PR #342, opened 2021-08-01
🐛 Force reroll/ending + resume deleted giveaways

Nico105:
forcing:
```js
/**
 * The options for a forced ending or reroll of a giveaway.
 * The manager attempts to get "giveaway.messages" and "giveaway.embedColor|giveaway.embedColorEnd" (depending on "end or reroll"), from the giveaway that was started closest to the giveaway that is forced (in the same server).
 * @typedef GiveawayForceOptions
 *
 * @property {boolean} [force=false] If the ending or reroll should be forced, when the giveaway is not found.
 * @property {Discord.TextChannel|Discord.NewsChannel|Discord.ThreadChannel} channel The channel in which the giveaway that is forced is.
 * @property {boolean} [saveGiveawayInDatabase=true] If the giveaway that is forced should be saved in the runtime giveaway array and the database.
 * @property {number} [closestGiveawayThreshold=86400000] How big the "giveaway.startAt" difference to the closest giveaway can be, before the closest giveaway is considered invalid. Default is 1 day. If there is no valid closest giveaway then "giveaway.messages" and "giveaway.embedColor|giveaway.embedColorEnd" will have default values (Set this property to "0" to always use default messages). 
 */
```

resuming:
```js
manager.start(message.channel, {
    messageID: "12312312312311",
    prize: ''
    winnerCount: 1
    time: 100000
})
```

thoughts?

depending if #302 gets merged first, I would need to add a little code to the "auto winnerCount from footer" code.


src/Constants.js
```diff
@@ -151,11 +152,28 @@ exports.GiveawaysManagerOptions = {
...
+ * @property {boolean} [force=false] If the ending or reroll should be forced, when the giveaway is not found.
+ * @property {Discord.TextChannel|Discord.NewsChannel|Discord.ThreadChannel} channel The channel in which the giveaway that is forced is.
+ * @property {boolean} [saveGiveawayInDatabase=true] If the giveaway that is forced should be saved in the runtime giveaway array and the database.
+ * @property {number} [closestGiveawayThreshold=86400000] How big the "giveaway.startAt" difference to the closest giveaway can be, before the closest giveaway is considered invalid. Default is 1 day. If there is no valid closest giveaway then "giveaway.messages" and "giveaway.embedColor|giveaway.embedColorEnd" will have default values (Set this property to "0" to always use default messages). 
+ */
+exports.GiveawayForceOptions = {
+    force: false,
+    channel: null,
+    saveGiveawayInDatabase: true,
+    closestGiveawayThreshold: 86400000
```
Nico105, line 169: LMK your thoughts about this 1day default threshold.
I chose this cause giveaways are not all to frequent.
But you could say since thats the case, we could also make the default even bigger?
Or you guys think this default is fine?

Androz2091 (commented):
This is, for me, something that should definitely not be supported. The PR is great and we can keep it in mind in case there is a problem with the database of some users, but this is an edge-case that adds complexity to the module without a real interest. So I'm sorry for your PR, thank you anyway (it was great btw) 😅

Androz2091:
I am closing the PR but feel free to comment if you really need this feature

PR #358, opened 2021-08-15
✨ Use discord timestamps

Nico105:
Tested.

- current message: `drawing: 'Drawing: {timestamp}'`
lmk if something else looks (=name) better

- I currently just added the new functionality to the generateEmbed method, but maybe it should become a getter?

- should the README screenshots get adjusted because of this? Or can we leave them be?


ConnorDoesDev:
has this been merged? would love to see this in action.

Nico105:
> has this been merged? would love to see this in action.

It hasn't been merged, otherwise you wouldn't see it.
And technically you can already install this branch and try it out if you want.

ConnorDoesDev:
hi! I may be just too dumb to use this, but after removing `timeRemaining` from the messages object and adding `drawing` to it, it still uses the timeRemaining thing.

Nico105:
> hi! I may be just too dumb to use this, but after removing `timeRemaining` from the messages object and adding `drawing` to it, it still uses the timeRemaining thing.

I mean did you actually install this branch?
`npm i Nico105/discord-giveaways#patch-12` ?

zmkq:
i think the two choices (the current timer and the discord timestamps) would be better if there 2 options,
**Example** :
```js
timeRemaining: `Time Remaining {time}!`,
timeStampDiscord: `{drawing}`
```

Nico105:
> i think the two choices (the current timer and the discord timestamps) would be better if there 2 options,
> **Example** :
> 
> ```js
> timeRemaining: `Time Remaining {time}!`,
> timeStampDiscord: `{drawing}`
> ```

It is pretty much set in stone that we make a full switch.
The benefits performance wise are better for the general public.

Tho if #302 gets merged (pretty likely) then you could still use the old format if you really want.

Androz2091 (approved):
Awesome, thank you

PR #359, opened 2021-08-16
🐛 slash command examples

Nico105:
_I haven't really used slash commands yet, so don't roast me if smth is totally wrong 😆_

- should we make all `.catch` empheral ?

- Is it fine to write the `data` out?
Since we could remove that and for registering just do `delete command.run`.
= "save 1 object"
But that might confuse some people.

- Is `interaction.client.giveawaysManager` fine?
or should we provide the client as the 2nd command argument? since the above format could seem rather long.


Dragonizedpizza (changes requested):
I think the snake case in the reroll command is unnecessary, considering that this is for the users to view, and Id looks weird. Also, the options' names must be lowercase (Discord API requires so), and I feel like the arrow function `run: async (interaction) => {` is unnecessary, when you could just do `async run(interaction) {`

Nico105:
> I think the snake case in the reroll command is unnecessary, considering that this is for the users to view, and Id looks weird. Also, the options' names must be lowercase (Discord API requires so), and I feel like the arrow function `run: async (interaction) => {` is unnecessary, when you could just do `async run(interaction) {`

Now better?

Dragonizedpizza:
> > I think the snake case in the reroll command is unnecessary, considering that this is for the users to view, and Id looks weird. Also, the options' names must be lowercase (Discord API requires so), and I feel like the arrow function `run: async (interaction) => {` is unnecessary, when you could just do `async run(interaction) {`
> 
> Now better?

Yes, but why is the command run function async even though you're using .then?

Dragonizedpizza:
use async/await, its cleaner

Dragonizedpizza:
```js
await client.giveawaysManager.start(interaction.channel, { /** */ }),catch(() => { /** */ });
interaction.reply(yes)
```

Nico105:
> ```js
> await client.giveawaysManager.start(interaction.channel, { /** */ }),catch(() => { /** */ });
> interaction.reply("yes")
> ```
> 
> also, I think the replying should be deferred incase for whatever reason it takes more than 3 seconds.

applied, tho i went with try catch cause returning would have been a little "fancy" otherwise

src/Giveaway.js
```diff
@@ -543,7 +543,7 @@ class Giveaway extends EventEmitter {
                         this.messages.winMessage
                             .substr(0, this.messages.winMessage.indexOf('{winners}'))
                             .replace('{prize}', this.prize)
-                            .replace('{messageURL}', this.messageURL)
+                            .replace('{messageURL}', this.messageURL),
```
Nico105, line 546:
```suggestion
                            .replace('{messageURL}', this.messageURL)
```

Androz2091 (commented):
Thank you for this very huge PR. I guess that the best way is to keep minimal examples (I will make a commit don't worry), but the best would be to create an example bot like the one in the examples folder of discord-player. I will make it too, based on this PR. Thank you very much again, sorry this close this.

Issue #338, opened 2021-07-28
v13 installation & query


Dragonizedpizza:
When installing, I get this: ![image](https://user-images.githubusercontent.com/70718540/127337389-b34b397f-63eb-4379-8a8b-9323bf6774e5.png)/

:::::

● **Problem**
Scan the data above for the word "really" and report every line where it is found.

● **Written answer**
I am closing the PR but feel free to comment if you really need this feature
Tho if #302 gets merged (pretty likely) then you could still use the old format if you really want.
_I haven't really used slash commands yet, so don't roast me if smth is totally wrong 😆_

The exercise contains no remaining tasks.